The parent task for this is T347054.
As discussed above, the idea is to replace the current static routes for ns[01] in the core routers and announce the respective IPs via bird instead, using the existing and already established BGP session on the DNS hosts. In doing so, we will help alleviate problems with static routes such as their manual updates, ensuring they are updated between host IP changes (commission and decommission), and absence of peer review for any changes; this will pave the way for automatic management of BGP annoucements and easier depooling during maintenance of the DNS hosts. ns2 is anycasted and is not a part of this discussion and no change is required there.
The current static routes (for ns0 on cr1-eqiad as an example) looks like:
/* ns0 */
route 208.80.154.238/32 {
next-hop [ 208.80.154.6 208.80.154.153 208.80.154.77 ];
readvertise;
no-resolve;
}The hosts above are dns100[4-6].
Automation
To automate this, we need to announce these IPs via birdinstead. Currently, bird.conf includes:
include "/etc/bird/anycast-prefixes.conf";
This is because we have so far only used bird for announcing the anycast addresses but not for the unicast ones, such as 208.80.154.238/32 (ns0), so all our Puppetization and tooling is built around that expectation.
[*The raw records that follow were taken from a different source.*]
Issue #134, opened 2018-12-03
Deprecation warnings: Using or importing the ABCs from 'collections'


brawner:
For the Python 3.7 users these warnings pop up in many places in ROS2. They'll need to be addressed in order for compatibility with Python 3.8 (currently to be released in late 2019).

```
__________________ ERROR collecting test/test_environment.py __________________
test\test_environment.py:8: in <module>
    from colcon_core.environment import create_environment_hooks
colcon_core\environment\__init__.py:4: in <module>
    from collections import Iterable
<frozen importlib._bootstrap>:1032: in _handle_fromlist
    ???
c:\python37\lib\collections\__init__.py:52: in __getattr__
    DeprecationWarning, stacklevel=2)
E   DeprecationWarning: Using or importing the ABCs from 'collections' instead of from 'collections.abc' is deprecated, and in 3.8 it will stop working
_______________ ERROR collecting test/test_environment_path.py ________________
test\test_environment_path.py:7: in <module>
    from colcon_core.environment.path import PathEnvironment
colcon_core\environment\__init__.py:4: in <module>
    from collections import Iterable
<frozen importlib._bootstrap>:1032: in _handle_fromlist
    ???
c:\python37\lib\collections\__init__.py:52: in __getattr__
    DeprecationWarning, stacklevel=2)
E   DeprecationWarning: Using or importing the ABCs from 'collections' instead of from 'collections.abc' is deprecated, and in 3.8 it will stop working
____________ ERROR collecting test/test_environment_pythonpath.py _____________
test\test_environment_pythonpath.py:8: in <module>
    from colcon_core.environment.pythonpath import PythonPathEnvironment
colcon_core\environment\__init__.py:4: in <module>
    from collections import Iterable
<frozen importlib._bootstrap>:1032: in _handle_fromlist
    ???
c:\python37\lib\collections\__init__.py:52: in __getattr__
    DeprecationWarning, stacklevel=2)
E   DeprecationWarning: Using or importing the ABCs from 'collections' instead of from 'collections.abc' is deprecated, and in 3.8 it will stop working
- generated xml file: C:\Users\brawner\ros2_core\build\colcon-core\pytest.xml -
```

brawner:
I should also point out, these cause test failures when running tests with Python 3.7.

dirk-thomas:
> They'll need to be addressed in order for compatibility with Python 3.8

Please consider to provide a pull request for the proposed change.

> these cause test failures when running tests with Python 3.7.

[...]

PR #136, opened 2018-12-07
collections.abc

brawner:
This updates an import statement with regards to the collections deprecated namespace.

This addresses issue #136


dirk-thomas:
Thanks for the patch.

For the record: this addresses issue #134.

root@dns1004:~# cat /etc/bird/anycast-prefixes.conf
# Generated 2023-10-02 15:31:42.704581 by anycast-healthchecker (pid=1815037)
# 203.0.113.1/32 is a dummy IP Prefix. It should NOT be used and REMOVED from the constant.
define ACAST_PS_ADVERTISE =
[
203.0.113.1/32,
198.35.27.27/32,
10.3.0.1/32,
10.3.0.2/32
];Looking at bird.conf again:
function match_route()
{
return net ~ ACAST_PS_ADVERTISE;
}filter vips_filter {
if ( net.len = 32 && net !~ 203.0.113.1/32 && match_route() ) then {
accept;
}
else {
reject;
}
}In theory, if we can add the ns[01] IPs to ACAST_PS_ADVERTISE above (automatically, via profile::bird::advertise_vips and the associated changes for the healthchecks), that should be enough? Note that we have to customize the Puppetization so that we only add the ns0 IP in the eqiad DNS hosts and ns1 IP in the codfw DNS hosts, as we can't and should not announce them from everywhere. Otherwise, it should be fairly straightforward: we add the VIP the same way we do for the anycast IPs, making sure to customize it to specific sites. That should be fine or am I missing something there?
There is one more change required, in hieradata/common.yaml:
authdns_addrs:
ns0-v4:
address: '208.80.154.238'
ns1-v4:
address: '208.80.153.231'
ns2-v4:
address: '198.35.27.27'
skip_loopback: true # bird::anycast takes care of this oneWe will need to set skip_loopback to ns0-v4 and ns1-v4 as bird will create the loopback IPs. (Or since already created, we can skip those? I will confirm when we work on it.)
I am not sure if we anticipate any additional bird unicast announcements. If not, then the above will work and we can simply customize ACAST_PS_ADVERTISE based on eqiad/codfw. The cleaner approach probably would be to change all tooling to accommodate and make a distinction between the advertisement of unicast and anycast addresses but I am going to leave that for discussion.
Adding @ayounsi and @cmooney for comments and discussion; thanks!